» **Problem description**
Go through the listing below and gather every line with the word "applications".

» **Excerpted data**
PR #6926, opened 2025-07-21
Macos fixes

trws:
This is a couple more macos fixes on top of #6925. These are much smaller, dealing with missing defines or temp file creation.  After these and the other one though, everything in src seems to pass except libsubprocess.

### DIFF
--- a/src/modules/resource/test/rutil.c
+++ b/src/modules/resource/test/rutil.c
@@ -157,7 +157,7 @@ static char *create_tmp_file (const char *content)
         tmpdir = "/tmp";
     if (asprintf (&path, "%s/rutil-test.XXXXXX", tmpdir) < 0)
         BAIL_OUT ("error allocating buffer");
-    if ((fd = mkostemp (path, O_WRONLY)) < 0)
+    if ((fd = mkostemp (path, 0)) < 0)
         BAIL_OUT ("error creating temp file");
 
     cleanup_push_string (cleanup_file, path);


trws:
Good point @chu11, it's reworded and rebased to match the PR it's stacked on.

src/modules/job-manager/kill.c
```diff
@@ -38,7 +38,11 @@
 #include "job-manager.h"
 
 #ifndef SIGRTMAX
```
garlick: Or just use NSIG.

That's what I did before in d51397b3ecfd13a1e93ad50a40f80c1d5cc20bb0

garlick (commented):
I feel like the ipaddr stuff needs a closer review to see whether the use of stderr is appropriate and whether the configure/ifdef logic is as simple as it can be, but I'm traveling today and probably won't have time for a bit.  If this can wait I'll try to take a look this weekend.

trws:
> whether the use of stderr is appropriate 

This is what I get for not completely rewriting the ChatGPT code for that function.  I rewrote the CString handling to be pure C but forgot the error prints, will definitely fix.

> and whether the configure/ifdef logic is as simple as it can be

I was going for something like what the linux kernel does, make it a simple selection of one complete thing or another complete thing, though I didn't do it in a header like they require.  Would be happy to rework that if you prefer something else, mainly wanted to avoid needing to have OpenSTEP libs for CoreFoundation on linux (much as I actually really like their string class).

src/modules/job-manager/kill.c
trws: That's fair, I haven't found a system that lacks it yet.  I'll make that change.

trws:
Oh and it can definitely wait, there's a heisenbug in fileref of all things on GHA right now that's going to take a bit to work out.  Thanks for looking it over!

garlick:
> I was going for something like what the linux kernel does, make it a simple selection of one complete thing or another complete thing

No, I agree with that!  I was thinking about other things like using platform conditionals vs feature tests, and trying to contain the conditional logic in configure.ac vs spreading it out in Makefile.am.   I did make a comment related to the latter over in the PR where the code is proposed.  On the former, I think maybe completely eschewing platform conditionals is overkill at least for now.

garlick:
@mergifyio requeue

PR #6928, opened 2025-07-22
t: clean up use of jq

chu11:
Per a comment in #6798, some misc cleanups

### DIFF
--- a/t/t0002-request.t
+++ b/t/t0002-request.t
@@ -106,14 +106,14 @@ test_expect_success 'request: rpc test client works with no request payload' '
 		test -s attr.list.out
 '
 test_expect_success 'request: rpc test client works with request payload' '
-	$jq -j -c -n  "{name:\"rank\"}" | $RPC attr.get >attr.get.out &&
+	jq -j -c -n  "{name:\"rank\"}" | $RPC attr.get >attr.get.out &&
 		test -s attr.get.out
 '
 test_expect_success 'request: rpc test client handles expected failure' '
 	$RPC attr.get 71 </dev/null
 '
 test_expect_success 'request: rpc test client handles expected failure other than EPROTO' '
-	$jq -j -c -n  "{name:\"noexist\"}" | $RPC attr.get 2
+	jq -j -c -n  "{name:\"noexist\"}" | $RPC attr.get 2
 '
 test_expect_success 'request: rpc test client handles unexpected failure' '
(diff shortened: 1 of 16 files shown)


t/t0002-request.t
```diff
@@ -106,14 +106,14 @@ test_expect_success 'request: rpc test client works with no request payload' '
 		test -s attr.list.out
 '
 test_expect_success 'request: rpc test client works with request payload' '
-	$jq -j -c -n  "{name:\"rank\"}" | $RPC attr.get >attr.get.out &&
```
grondo, line 109: Tests are using the `$jq` variable because it is set in `flux-sharness.sh`:

https://github.com/flux-framework/flux-core/blob/56c98db68acee51db413ecf9d53f2e4588bf378b/t/sharness.d/flux-sharness.sh#L353

It does seem like a good idea to consistently use `jq` directly instead of `$jq` because I'm sure lots of places already weren't, but the line above where `$jq` is set should also be dropped.

t/t0002-request.t
```diff
@@ -106,14 +106,14 @@ test_expect_success 'request: rpc test client works with no request payload' '
...
+	jq -j -c -n  "{name:\"rank\"}" | $RPC attr.get >attr.get.out &&
 		test -s attr.get.out
 '
 test_expect_success 'request: rpc test client handles expected failure' '
 	$RPC attr.get 71 </dev/null
 '
 test_expect_success 'request: rpc test client handles expected failure other than EPROTO' '
-	$jq -j -c -n  "{name:\"noexist\"}" | $RPC attr.get 2
```
grondo, line 116: Commit message typo: restult

Also the statement that tests use `$jq` due to when `jq` was not a requirement isn't strictly true, it is just sometimes useful to look up the path to a program once when you know it will be called many times. However, it seems silly for these tests so I agree with the general approach. However, for a more accurate commit message, I'd say something more along the lines of

> Some tests execute `Jq(1)` via the `$jq` variable set in `t/sharness.d/flux-sharness.sh`, while many just execute `jq` from `PATH` directly. For consistency and to match the use of most other programs in sharness tests, drop the use of the `$jq` variable.

grondo (approved):
LGTM. The comments in the first commit should probably be addressed before merging (but they're minor)

chu11:
thanks, tweaked the commit message a bit based on your suggestion and removed the setting of `$jq` in sharness.

Issue #7003, opened 2025-08-28
job-manager.err[0]: Failed to drain ranks with failed prolog for <jobid>: idset is empty


garlick:
Problem: we recently had a segfault of the rank 0 broker on El Cap, foreshadowed by the log message in the issue title.

grondo:
Though it's mystifying how the idset became empty in this code path (will look into it), one improvement here would be to avoid sending a drain RPC altogether when the target idset is empty (perhaps logging a warning instead)

Meanwhile, I have it on my list to try reproducing this error (by modifying the perilog.so plugin) in a test instance to see if it causes a segfault.

grondo:
Ok, I modified the `perilog.so` by hand to always send an empty idset in the drain request then ran a test job with the prolog enabled. No segfault, and even running under valgrind didn't turn anything up:
```
$ src/cmd/flux start --wrap=libtool,e,valgrind,--leak-check=full  -s4 sh -c 'flux jobtap load perilog.so; flux config load t.toml; flux run -N4 hostname; flux resource list'
Aug 28 13:42:54.269260 PDT 2025 job-manager.err[0]: Failed to drain ranks with failed prolog for ƒ3Cuf3AX: idset is empty
0.878s: job.exception ƒ3Cuf3AX type=prolog severity=0 prolog exited with code=1 on  (rank )
     STATE NNODES NCORES NGPUS NODELIST
      free      4     32     0 pi[3,3,3,3]
 allocated      0      0     0 
      down      0      0     0 
$
```

So I don't _think_ the error message here led _directly_ to the crash. We'll have to wait to see the stack trace to get more information.

PR #7018, opened 2025-09-03
perilog: avoid draining empty idset

grondo:
Problem: If the idset is empty is empty in proc_drain_ranks(), then a useless empty `resource.drain` request is sent to the resource module.

Skip the RPC and log a warning in this case.

This is based on the observation reported in #7003. However, I was never able to reproduce a crash by sending the empty idset, perhaps more investigation is needed to determine what may have preceded the empty idset.

Anyway, it seems logical to not bother sending an RPC that is guaranteed to fail. However, there's no good way to test this change, and it is known not to fix any issue, so I'd be fine dropping this PR on that basis.


grondo:
Thanks! I've set MWP.

PR #7025, opened 2025-09-04
testsuite: fix t2622-job-shell-sysmon.t skip_all behavior

grondo:
Problem: `t2622-job-shell-sysmon.t` fails with the following errors on a system without the unified cgroup hieararchy:
```
 ./t2622-job-shell-sysmon.t: 10: test: /sys/fs/cgroup//: unexpected operator
 ./t2622-job-shell-sysmon.t: 12: test_done: not found
 ./t2622-job-shell-sysmon.t: 14: test: /sys/fs/cgroup//: unexpected operator
 ./t2622-job-shell-sysmon.t: 16: test_done: not found
```
This is because `/proc/$$/cgroup` may contain multiple lines on these systems. The `test_done: not found` errors are because this function is used before sourcing `sharness.sh` which provides the shell function.

Fix the `/proc/$$/cgroup` parsing issue by picking only the line in the file prefixed with `0:`.

Move the source of `sharness.sh` up to the top of the file to address the errors using `test_done`.

### DIFF
--- a/t/t2622-job-shell-sysmon.t
+++ b/t/t2622-job-shell-sysmon.t
@@ -2,7 +2,9 @@
 #
 test_description='Test flux-shell sysmon plugin'
 
-cgdir=/sys/fs/cgroup/$(cat /proc/$$/cgroup | cut -d: -f3)
+. `dirname $0`/sharness.sh
+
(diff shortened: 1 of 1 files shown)


garlick (approved):
LGTM!

grondo:
Fixed a commit message typo and will set MWP. Thanks!

PR #7033, opened 2025-09-05
doc: add `attach --tail` to flux-job(1)

wihobbs:
Problem: the `flux job attach --tail` option is undocumented in the manual pages.

Add a note in flux-job(1).


grondo:
Want to check if it is in the bash completions as well?

wihobbs:
Is that as simple as adding an entry in `/etc/completions/flux.pre` on line 708 (under `local attach_OPTS="\`)?

chu11 (approved):
Doh!  Thanks.  I'll approve, but per @grondo comment, lets check the bash completions too.

wihobbs:
@chu11 or @grondo can you check that I did the completions right? I've never messed with them before, and am unfamiliar with how they work.

etc/completions/flux.pre
```diff
@@ -716,6 +716,7 @@ _flux_job()
         -i --stdin-ranks= \
         -u --unbuffered \
         --debug \
+        --tail \
```
grondo: Options that take an argument just need a trailing `=` (e.g. see `--stdin-ranks` above)

wihobbs:
Setting MWP.

doc/man1/flux-job.rst
```diff
@@ -89,6 +89,10 @@ This status line may be suppressed by setting
    for tasks not in **RANKS** will be closed. The default is to broadcast
    stdin to all ranks.
 
+.. option:: --tail=NUM
```
grondo: Trivial, but just noticed this should probably be 

```suggestion
.. option:: --tail[=NUM]
```

to indicate the option argument is optional.

wihobbs:
oops. That dockerfile shouldn't be there.

wihobbs:
@mergifyio refresh

PR #7029, opened 2025-09-05
sysmon: handle hybrid cgroup hierarchy

garlick:
Problem: sysmon assumes the unfied cgroup hierarchy, but some modern systems use the hybrid hierarchy.
    
Use  cgroup support code pulled in from flux-security, as it handles the hybrid cgroup hierarchy
In addition, use some new cgroup helpers to parse `/sys` files instead of embedding one-offs.
    
Also, treat missing memory or cpu `/sys` files as non-fatal warnings, simply disabling one or the other with a warning message.
    
Fixes #7026

As extra credit later on, the oom plugin could be similarly converted.

PR #7035, opened 2025-09-07
use cgroup helpers in shell oom plugin

garlick:
This does the "extra credit", suggested in #7029, of refactoring the shell oom plugin to use cgroup helpers.

The cgroup helpers are improved in the process and a test that didn't work on system with swap is fixed.  The test failure was obscured by the fact that it is skipped if `stress(1)` is not installed.  The test fix involved adding support for configuring `MemorySwapMax`, which I suppose could be useful if anyone runs flux with memory limits on systems with swap enabled.


garlick:
Eh thinking of release notes, this MemorySwapMax part should probably be split into a separate PR.

src/common/libutil/test/cgroup.c
```diff
@@ -55,6 +55,23 @@ void test_memory (struct cgroup_info *cgroup)
...
+          ARRAY_SIZE (keys),
+          "memory.events (unavailable)");
+
+    for (int i = 0; i < ARRAY_SIZE (keys); i++) {
+        int rc;
+        unsigned long long u64 = 0;
+
+        rc = cgroup_key_scanf (cgroup, "memory.events", keys[i], "%llu", &u64);
+        ok (rc == 1, "cgroup_scanf scanned memory.events:%s", keys[i]);
+        diag ("cpu.stat:%s=%llu", keys[i], u64);
```
grondo: typo: s/cpu.stat/memory.events/?

grondo (approved):
LGTM!

t/t2410-sdexec-memlimit.t
```diff
@@ -51,7 +51,7 @@ EOT
 
 cat >getcg.sh <<EOT2
 #!/bin/sh
-CGDIR=/sys/fs/cgroup/\$(cat /proc/\$\$/cgroup | cut -d: -f3)
+CGDIR=/sys/fs/cgroup/\$(cat /proc/\$\$/cgroup | grep ^0: | cut -d: -f3)
```
grondo: This still assumes the mount point of cgroups2  is `/sys/fs/cgroup`. On my system it is `/sys/fs/cgroup/unified`

```sh
$ grep cgroup2 /proc/mounts
cgroup2 /sys/fs/cgroup/unified cgroup2 rw,nosuid,nodev,noexec,relatime,nsdelegate 0 0
```

grondo: This results in the error:

```
DelegateControllers=memory pids
cat: /sys/fs/cgroup//user.slice/user-1001.slice/session-4039.scope/cgroup.controllers: No such file or directory
1..0 # SKIP cgroups memory controller is not enabled
```

Note however, that the real cgroup.controllers appears to be empty on this system for my current cgroup, so the test would be skipped anyway.

garlick: Ah yeah, your code that I borrowed from flux-security handles this case.  Hmm, I wonder if it would be ok to add a little built-in subcommand that can print this path, e.g. `flux cg path` or similar?  I do find myself building those paths by hand when manually poking at cgroups on installed flux.

garlick:
OK, added that and re-titled the PR.

garlick:
Oof, spotted another typo.

grondo:
Ugh. Sorry for being a pain. On my system `t2212-job-manager-plugins.t` now fails here:

```
fHKtQJGo
fHKutHZ9
fHKwNGqV
fHKzLFQB
flux-shell[0]:  WARN: oom: disabling oom detection: no memory.events
flux-shell[0]:  WARN: oom: disabling oom detection: no memory.events
flux-shell[0]:  WARN: oom: disabling oom detection: no memory.events
flux-shell[0]:  WARN: oom: disabling oom detection: no memory.events
not ok 45 - job-manager: get job IDs of valid jobs
#	
#		grep -v reject_id validate-plugin.out | grep -v foo \
#		    | sed -e "s/.*jobid=//" >valid_ids &&
#		test_debug "cat valid_ids" &&
#		test 4 -eq $(wc -l <valid_ids)
#	
expecting success: 
	while ! test_inactive $(cat valid_ids); do echo retry; sleep 0.1; done

retry
retry
retry
retry
retry
retry
retry
retry
retry
retry
retry
retry
retry
retry
retry
retry
...
```

garlick:
Oh sorry, I'll disable the memory controller on a test system and reproduce.

grondo:
It may be due to the new warning. I wonder if the warning is really necessary since user's do not explicitly request this plugin be activated. Perhaps a debug message would be appropriate instead? 

(I guess this also implies the test is not separating stderr and stdout properly, so probably a test error as well. Sorry!)

garlick:
Yeah I was having the same thoughts.  I'll look at making the test more robust and then back out the oom warning.

garlick:
I fixed several tests so that they no longer fail when job stderr contains spurious warnings and such, then changed the oom disablement message from warning to debug level.

garlick:
OK based on thumbs up from grondo, i'll go ahead and set MWP :-)

PR #7036, opened 2025-09-08
allow MemorySwapMax to be configured

garlick:
Problem: exceeding `MemoryMax` does not trigger the oom killer on systems configured with swap, and swapping may not be desirable for applications.

Allow `MemorySwapMax` to be configured.  Setting this to zero prevents applications from swapping.

### DIFF
--- a/doc/man5/flux-config-exec.rst
+++ b/doc/man5/flux-config-exec.rst
@@ -121,6 +121,9 @@ MemoryMin, MemoryLow
    Specify the memory usage protection of the job.  Values are formatted as
    described above.
 
+MemorySwapMax
+   Specify the absolute limit on swap used by the job.  Values are formatted as
+   described above.
 
 .. _testexec:
 
--- a/doc/test/spell.en.pws
+++ b/doc/test/spell.en.pws
@@ -716,6 +716,7 @@ hwlocality
 snprintf
 MemoryHigh
 MemoryMax
+MemorySwapMax
 MemoryLow
 MemoryMin
 myattr


t/t2410-sdexec-memlimit.t
```diff
@@ -73,25 +73,45 @@ if ! $sdexec $getcg memory.high; then
 	test_done
 fi
 
+#
```
grondo, line 77: unrelated to this PR, but just noticed I'm getting these errors when running this test on my hybrid system:
```
build-options:		+systemd+hwloc.api==2.5.0+zmq==4.3.4
Version=249.11-0ubuntu3.12
DelegateControllers=memory pids
cat: /sys/fs/cgroup//: Is a directory
cat: /: Is a directory
cat: /: Is a directory
cat: /user.slice/user-1001.slice/session-4039.scope: No such file or directory
cat: /: Is a directory
cat: /user.slice: No such file or directory
cat: /: Is a directory
cat: /: Is a directory
cat: /: Is a directory
cat: /user.slice/user-1001.slice/session-4039.scope: No such file or directory
cat: /: Is a directory
cat: /user.slice/user-1001.slice/session-4039.scope: No such file or directory
cat: /user.slice/user-1001.slice/session-4039.scope/cgroup.controllers: No such file or directory
1..0 # SKIP cgroups memory controller is not enabled
```

garlick:
There's a commit proposed in #7035 that may fix that ([fa0e14d](https://github.com/flux-framework/flux-core/pull/7035/commits/fa0e14d2d6e83060b6c45e88f859f497b5f8fae8))?

garlick:
Thanks! I'll go ahead and set MWP here and if that other commit isn't right we can iterate in that PR.

grondo:
Yes, sorry. Reviewed this one first.

PR #7038, opened 2025-09-08
flux-module: fix list output alignment

garlick:
Problem: the header is not column-aligned with the data in flux-module list output.

An earlier change to make room for long module names adjusted the header position without adjusting the data field width and fill.

Adjust the data format to match the header.


grondo (approved):
Ugh. Sorry! :facepalm:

» **Written reply**
Problem: exceeding `MemoryMax` does not trigger the oom killer on systems configured with swap, and swapping may not be desirable for applications.
Allow `MemorySwapMax` to be configured.  Setting this to zero prevents applications from swapping.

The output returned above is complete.